Exercise brief:
Among the lines below, a stretch begins at the one with "tuncaulubilge: provider-queries/section-fragment query" and ends at the one with "tuncaulubilge: This is". Repeat that stretch exactly, ends included.

Dataset entries:
━━━
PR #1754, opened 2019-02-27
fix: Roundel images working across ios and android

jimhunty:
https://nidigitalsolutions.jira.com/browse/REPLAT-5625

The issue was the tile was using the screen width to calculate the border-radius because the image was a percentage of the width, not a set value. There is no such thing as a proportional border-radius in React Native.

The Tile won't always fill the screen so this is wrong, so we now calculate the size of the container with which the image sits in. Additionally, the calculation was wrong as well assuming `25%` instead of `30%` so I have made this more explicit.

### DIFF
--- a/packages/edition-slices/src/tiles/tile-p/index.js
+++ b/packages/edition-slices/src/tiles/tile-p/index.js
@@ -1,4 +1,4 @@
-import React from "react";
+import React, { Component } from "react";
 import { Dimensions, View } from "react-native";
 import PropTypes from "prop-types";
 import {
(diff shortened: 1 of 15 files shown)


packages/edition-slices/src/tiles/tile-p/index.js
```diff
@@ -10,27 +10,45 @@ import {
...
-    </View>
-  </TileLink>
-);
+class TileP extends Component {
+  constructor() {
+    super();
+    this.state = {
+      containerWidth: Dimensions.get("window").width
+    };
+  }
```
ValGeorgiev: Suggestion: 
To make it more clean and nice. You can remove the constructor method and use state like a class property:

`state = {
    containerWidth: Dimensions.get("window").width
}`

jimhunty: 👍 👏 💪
━━━
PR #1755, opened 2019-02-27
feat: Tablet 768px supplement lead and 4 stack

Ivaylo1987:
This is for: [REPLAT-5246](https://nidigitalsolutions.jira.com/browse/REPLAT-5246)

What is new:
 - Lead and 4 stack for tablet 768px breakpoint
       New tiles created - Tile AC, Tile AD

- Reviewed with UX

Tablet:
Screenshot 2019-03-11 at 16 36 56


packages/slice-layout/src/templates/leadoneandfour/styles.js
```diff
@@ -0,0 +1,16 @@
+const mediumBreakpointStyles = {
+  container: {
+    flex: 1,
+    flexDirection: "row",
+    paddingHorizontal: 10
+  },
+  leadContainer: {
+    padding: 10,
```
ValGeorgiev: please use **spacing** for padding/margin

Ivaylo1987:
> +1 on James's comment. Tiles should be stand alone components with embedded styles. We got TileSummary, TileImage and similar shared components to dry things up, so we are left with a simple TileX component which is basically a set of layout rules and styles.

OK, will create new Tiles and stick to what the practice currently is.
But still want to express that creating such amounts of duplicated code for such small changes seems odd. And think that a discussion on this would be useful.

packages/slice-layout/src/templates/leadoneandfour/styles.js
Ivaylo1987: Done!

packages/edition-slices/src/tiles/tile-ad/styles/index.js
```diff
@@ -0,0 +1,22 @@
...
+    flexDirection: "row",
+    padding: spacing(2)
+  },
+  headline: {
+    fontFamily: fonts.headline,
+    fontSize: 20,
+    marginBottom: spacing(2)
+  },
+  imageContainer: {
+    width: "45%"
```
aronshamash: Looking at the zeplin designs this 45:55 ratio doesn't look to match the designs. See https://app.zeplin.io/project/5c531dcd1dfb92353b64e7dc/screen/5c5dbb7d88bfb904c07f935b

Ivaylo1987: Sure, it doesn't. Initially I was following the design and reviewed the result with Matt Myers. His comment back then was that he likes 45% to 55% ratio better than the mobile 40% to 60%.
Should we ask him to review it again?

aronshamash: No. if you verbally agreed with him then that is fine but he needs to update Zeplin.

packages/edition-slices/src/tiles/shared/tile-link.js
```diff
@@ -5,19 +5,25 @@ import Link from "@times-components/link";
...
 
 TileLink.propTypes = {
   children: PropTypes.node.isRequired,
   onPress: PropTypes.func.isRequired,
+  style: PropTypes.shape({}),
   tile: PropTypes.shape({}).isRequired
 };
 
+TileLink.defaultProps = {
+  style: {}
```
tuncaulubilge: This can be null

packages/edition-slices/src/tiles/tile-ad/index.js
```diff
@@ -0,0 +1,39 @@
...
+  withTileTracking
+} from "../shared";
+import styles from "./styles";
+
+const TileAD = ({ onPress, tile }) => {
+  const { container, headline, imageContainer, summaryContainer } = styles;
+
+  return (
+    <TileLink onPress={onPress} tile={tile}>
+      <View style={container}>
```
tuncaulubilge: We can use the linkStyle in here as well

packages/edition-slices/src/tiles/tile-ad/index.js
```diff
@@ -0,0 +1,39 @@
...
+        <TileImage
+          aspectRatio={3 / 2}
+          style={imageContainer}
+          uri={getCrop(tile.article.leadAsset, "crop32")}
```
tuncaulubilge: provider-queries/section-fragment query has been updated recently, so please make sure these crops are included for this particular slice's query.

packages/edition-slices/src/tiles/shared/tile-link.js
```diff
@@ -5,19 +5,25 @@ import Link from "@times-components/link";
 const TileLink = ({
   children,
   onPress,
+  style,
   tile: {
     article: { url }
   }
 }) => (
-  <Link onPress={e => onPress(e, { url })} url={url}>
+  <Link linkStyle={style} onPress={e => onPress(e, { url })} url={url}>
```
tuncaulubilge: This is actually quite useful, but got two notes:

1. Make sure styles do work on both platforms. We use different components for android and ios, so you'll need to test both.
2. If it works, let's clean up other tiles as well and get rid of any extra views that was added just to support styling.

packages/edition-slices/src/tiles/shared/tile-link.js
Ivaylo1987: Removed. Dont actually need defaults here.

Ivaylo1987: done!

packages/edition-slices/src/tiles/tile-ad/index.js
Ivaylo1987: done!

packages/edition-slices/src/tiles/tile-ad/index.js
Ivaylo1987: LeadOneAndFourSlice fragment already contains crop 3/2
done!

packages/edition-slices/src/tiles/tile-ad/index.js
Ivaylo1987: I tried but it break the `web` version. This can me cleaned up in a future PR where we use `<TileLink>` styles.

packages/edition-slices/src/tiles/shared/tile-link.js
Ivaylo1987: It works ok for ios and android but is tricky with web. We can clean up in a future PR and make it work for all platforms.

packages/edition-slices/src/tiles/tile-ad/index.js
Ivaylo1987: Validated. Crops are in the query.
━━━
Written solution:
tuncaulubilge: provider-queries/section-fragment query has been updated recently, so please make sure these crops are included for this particular slice's query.

packages/edition-slices/src/tiles/shared/tile-link.js
```diff
@@ -5,19 +5,25 @@ import Link from "@times-components/link";
 const TileLink = ({
   children,
   onPress,
+  style,
   tile: {
     article: { url }
   }
 }) => (
-  <Link onPress={e => onPress(e, { url })} url={url}>
+  <Link linkStyle={style} onPress={e => onPress(e, { url })} url={url}>
```
tuncaulubilge: This is actually quite useful, but got two notes:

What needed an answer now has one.